ECHO (Early Cinema History Online) is hosted by the Department of Communication Arts at the University of Wisconsin–Madison and engineered by Derek Long, then a Ph.D. candidate, now an Assistant Professor of Media and Cinema Studies, at the University of Illinois at Urbana-Champaign. The data compilation and indexing was initially produced from Einar Lauritzen and Gunnar Lundquist, under the title American Film-index 1908-1915: Motion Pictures, July 1908 — December 1915. This information was then digitized by Paul Spehr and Susan Dalton, with the aid of Larry Karr, and published by McFarland Publishing in 1996 as American film personnel and company credits, 1908-1920 : filmographies reordered by authoritative organizational and personal names from Lauritzen and Lundquist's American film-index.
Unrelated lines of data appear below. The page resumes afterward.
Issue #166, opened 2017-10-23
Support for CBPeripheralManager


Kacper20:
Our library currently only supports `CoreBluetooth` central mode. 
New object would be named `PeripheralManager` (with consistent naming to `CentralManager`)

# Design
Since `CBCentralManager` and `CBPeripheralManager` both inherit from `CBManager` which consist `state` property it would be appropriate to map the same relationship in our hierarchy in order to avoid code duplication. It could be named `BaseManager` and should take `CBManager` instance in initializer. This class would expose functions that operate on state, that currently belong to the `BluetoothManager`, like continuous access to `BluetoothState`.
Then, both new `CentralManager` and `PeripheralManager` would inherit from `BaseManager`.

Design of `PeripheralManager` should be analogous to the current `CentralManager` (After changes from #162 . One that implements it should perform pairing of methods from `CBPeripheralManager` and the delegates callbacks. Then, every method should be wrapped in an reactive way. Delegate proxy for the `CBPeripheralManagerDelegate` should also be created.

In [What’s New in CoreBluetooth, 712, WWDC 2017](https://developer.apple.com/videos/play/wwdc2017/712/) session Apple has announced couple of new APIs as a part of iOS 11 & macOS 13. We would like to support it in our reactive wrappers.

## L2CAPChannels
There were 2 main API changes introduced: L2CAPChannels capabilities in `Central` modes of the CoreBluetooth and enhancements in write without response. L2CAPChannels change should be also a part of #166 task.

`CBPeripheralManager` instance contains two methods for publishing and unpublishing channels:
- `publishL2CAPChannel(withEncryption: Bool)`
- `unpublishL2CAPChannel(CBL2CAPPSM)`
These two have delegate methods that inform about the success of each operation. Exposed interface should be as follows:
- `func publishL2CAPChannel(withEncryption: Bool) -> Observable<CBL2CAPPSM>`
- `func unpublishL2CAPChannel(CBL2CAPPSM) -> Observable<CBL2CAPPSM>`
Implementation is pretty standard —> connection to the delegate methods and performing function call on `CBPeripheralManager` instance. Proper errors should be introduced as a part of `BluetoothError` structure.

[...]

PR #177, opened 2017-10-26
Peripheral mode — basic setup, few methods implemented

Kacper20:
In this PR:

I've setup a new class for `CBPeripheralManager` reactive wrapper. I've renamed the current `BluetoothManager` into `CentralManager` which probably makes more sense. 
Implemented sharing of basic things like state management and helper function between two managers.
For `PeripheralManager` full wrappers around the delegates are written.
Also implemented initialisers, basic properties and `startAdvertising` method. It still needs some polishing like documentation. I will add this later today. 

Partially addresses #166 
More of the interface for `PeripheralManager` will be added in subsequent PRs — it's done this way to break it down into smaller pieces, more manageable to review them.

Please let me know what you think!

### DIFF
--- a/Source/PeripheralManager.swift
+++ b/Source/PeripheralManager.swift
@@ -1,0 +1,66 @@
+// The MIT License (MIT)
+//
+// Copyright (c) 2016 Polidea
+//
+// Permission is hereby granted, free of charge, to any person obtaining a copy
+// of this software and associated documentation files (the "Software"), to deal
+// in the Software without restriction, including without limitation the rights
+// to use, copy, modify, merge, publish, distribute, sublicense, and/or sell
+// copies of the Software, and to permit persons to whom the Software is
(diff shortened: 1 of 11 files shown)


Source/PeripheralManager.swift
```diff
@@ -0,0 +1,119 @@
...
+                    }
+                    return .just(())
+            }.subscribe(observer)
+            let advertisementChangesDisposable = advertisementData
+                .asObservable()
+                .skip(1)
+                .subscribe(onNext: { [weak self] advertisement in
+                    self?.peripheralManager.startAdvertising(advertisement)
+                })
+            strongSelf.peripheralManager.startAdvertising(advertisementData.value)
```
Cierpliwy: Remove this line and skip(1) from above?

Kacper20: Good catch! Thanks!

The searchable online database format allows for trend searches and pattern matching. For example, "Databases can also help us to validate, refute or differentiate hypothesis. The online platform (ECHO), for instance, provides further evidence that at the beginning of the 20th century, a relatively large number of women in the US-American film industry had worked as scriptwriters. In order to come to this conclusion or rather to affirm existing research, media historian Derek Long, who created this filmographic database, compared the credits of 35,000 films which appeared in the US from 1908 to 1920 to the female names gathered in the Women Film Pioneers Project."

Users are encouraged to submit corrections or additions, including additional datasets.